Aim of the exercise:
If a line in the data below holds the word "implicit", copy it.

Records:
PR #7370, opened 2016-09-20
[AArch64] Enable redundant extension elimination for AArch64

ptomsich:
AArch64 uses implicit zero-extension when performing 32bit operations.
The following rules (from the ARMv8 specification) apply for the 32bit instruction forms:
- The upper 32 bits of the source registers are ignored.
- The upper 32 bits of the destination register are set to zero.
- Right shifts and right rotates inject at bit[31], not at bit[63].
- The condition flags, where set by the instruction, are computed from the lower 32 bits.

Based on this, we can enable the same optimisation pass for eliminating redundant zero-extensions, as for x64.

### DIFF
--- a/hphp/runtime/vm/jit/vasm-simplify.cpp
+++ b/hphp/runtime/vm/jit/vasm-simplify.cpp
@@ -375,22 +375,35 @@ bool simplify(Env& env, const copyargs& inst, Vlabel b, size_t i) {
 }
 
 bool simplify(Env& env, const movzlq& inst, Vlabel b, size_t i) {
-  if (arch() != Arch::X64) return false;
-  auto const def_op = env.def_insts[inst.s];
+  switch (arch()) {
+    // Both x64 and AArch64 have implicit zero-extension, so we want to do some
+    // redundant extension elimination...
+  case Arch::X64:
+  case Arch::ARM:
+    {
+      auto const def_op = env.def_insts[inst.s];
+      
+      // Check if `inst.s' was defined by an instruction with Vreg32 operands, or
+      // movzbl{} in particular (which lowers to a movl{}).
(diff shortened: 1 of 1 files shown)


hphp/runtime/vm/jit/vasm-simplify.cpp
```diff
@@ -375,22 +375,35 @@ bool simplify(Env& env, const copyargs& inst, Vlabel b, size_t i) {
...
 bool simplify(Env& env, const movzlq& inst, Vlabel b, size_t i) {
-  if (arch() != Arch::X64) return false;
-  auto const def_op = env.def_insts[inst.s];
-
-  // Check if `inst.s' was defined by an instruction with Vreg32 operands, or
-  // movzbl{} in particular (which lowers to a movl{}).
-  if (width(def_op) != Width::Long &&
-      def_op != Vinstr::movzbl) {
-    return false;
+  switch (arch()) {
```
mxw: Can you just do `if (arch() == Arch::PPC64) return false;` instead?

Might be time for me to split up vasm-simplify per-architecture.

ptomsich: I considered the explicit list using a switch to be safer in case that another architectures comes along some day.  Note that the only thing that comes to mind is MIPS64, so this is probably a nit-pick by me.

The benefits of listing this explicitly in a switch-statement are:

- any new architectures won't pick this up automatically
- the compiler will generate a warning if not all architectures are listed

That said: if you want it changed, I'll change it...

mxw:
I'm actually just going to slide this into one of my diffs that's going to go out soon.  I'll close this once it's in.

mxw:
This should be done in master now.  Closing.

Solution to this task:
AArch64 uses implicit zero-extension when performing 32bit operations.
+    // Both x64 and AArch64 have implicit zero-extension, so we want to do some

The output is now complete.